## Problem to solve:
Return exactly the lines of the entries, from the one with "But as i said, after" to the last.

## Data supplied:

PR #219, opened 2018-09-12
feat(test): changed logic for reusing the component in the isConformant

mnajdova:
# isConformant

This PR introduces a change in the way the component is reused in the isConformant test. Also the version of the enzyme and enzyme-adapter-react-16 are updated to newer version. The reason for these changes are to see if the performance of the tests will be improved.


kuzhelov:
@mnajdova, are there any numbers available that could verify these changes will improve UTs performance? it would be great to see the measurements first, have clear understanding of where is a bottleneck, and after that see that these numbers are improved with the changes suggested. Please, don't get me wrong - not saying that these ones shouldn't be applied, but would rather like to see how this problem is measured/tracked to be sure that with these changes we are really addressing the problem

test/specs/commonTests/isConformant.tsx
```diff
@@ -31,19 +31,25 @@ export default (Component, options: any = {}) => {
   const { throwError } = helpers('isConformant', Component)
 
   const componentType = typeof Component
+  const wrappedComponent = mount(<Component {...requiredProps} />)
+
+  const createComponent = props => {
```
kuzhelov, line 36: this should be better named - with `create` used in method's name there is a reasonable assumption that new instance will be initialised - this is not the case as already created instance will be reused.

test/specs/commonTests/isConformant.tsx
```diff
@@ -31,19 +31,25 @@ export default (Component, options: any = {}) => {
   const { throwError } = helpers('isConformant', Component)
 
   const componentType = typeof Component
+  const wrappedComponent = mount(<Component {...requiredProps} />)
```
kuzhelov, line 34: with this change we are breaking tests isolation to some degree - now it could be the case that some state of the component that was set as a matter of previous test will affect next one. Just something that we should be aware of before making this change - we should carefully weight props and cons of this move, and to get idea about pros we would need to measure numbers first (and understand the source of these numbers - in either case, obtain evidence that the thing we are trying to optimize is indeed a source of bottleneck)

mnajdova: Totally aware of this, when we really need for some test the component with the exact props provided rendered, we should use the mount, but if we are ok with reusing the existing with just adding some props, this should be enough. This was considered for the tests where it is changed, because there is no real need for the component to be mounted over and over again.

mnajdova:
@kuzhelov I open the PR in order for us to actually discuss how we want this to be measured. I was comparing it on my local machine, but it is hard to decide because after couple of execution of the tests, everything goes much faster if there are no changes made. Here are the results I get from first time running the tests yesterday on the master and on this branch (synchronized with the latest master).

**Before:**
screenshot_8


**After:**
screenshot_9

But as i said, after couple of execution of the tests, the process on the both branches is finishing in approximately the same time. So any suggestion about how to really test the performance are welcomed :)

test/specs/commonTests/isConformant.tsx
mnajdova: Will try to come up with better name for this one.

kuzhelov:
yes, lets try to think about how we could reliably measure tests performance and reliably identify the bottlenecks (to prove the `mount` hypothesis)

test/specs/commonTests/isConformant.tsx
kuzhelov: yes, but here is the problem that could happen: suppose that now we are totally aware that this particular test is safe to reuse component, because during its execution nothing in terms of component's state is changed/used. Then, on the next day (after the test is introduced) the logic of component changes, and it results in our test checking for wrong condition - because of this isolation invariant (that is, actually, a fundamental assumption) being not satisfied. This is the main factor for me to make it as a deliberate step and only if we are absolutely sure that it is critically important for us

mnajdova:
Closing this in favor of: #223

## Output of the task:
But as i said, after couple of execution of the tests, the process on the both branches is finishing in approximately the same time. So any suggestion about how to really test the performance are welcomed :)

test/specs/commonTests/isConformant.tsx
mnajdova: Will try to come up with better name for this one.

kuzhelov:
yes, lets try to think about how we could reliably measure tests performance and reliably identify the bottlenecks (to prove the `mount` hypothesis)

test/specs/commonTests/isConformant.tsx
kuzhelov: yes, but here is the problem that could happen: suppose that now we are totally aware that this particular test is safe to reuse component, because during its execution nothing in terms of component's state is changed/used. Then, on the next day (after the test is introduced) the logic of component changes, and it results in our test checking for wrong condition - because of this isolation invariant (that is, actually, a fundamental assumption) being not satisfied. This is the main factor for me to make it as a deliberate step and only if we are absolutely sure that it is critically important for us

mnajdova:
Closing this in favor of: #223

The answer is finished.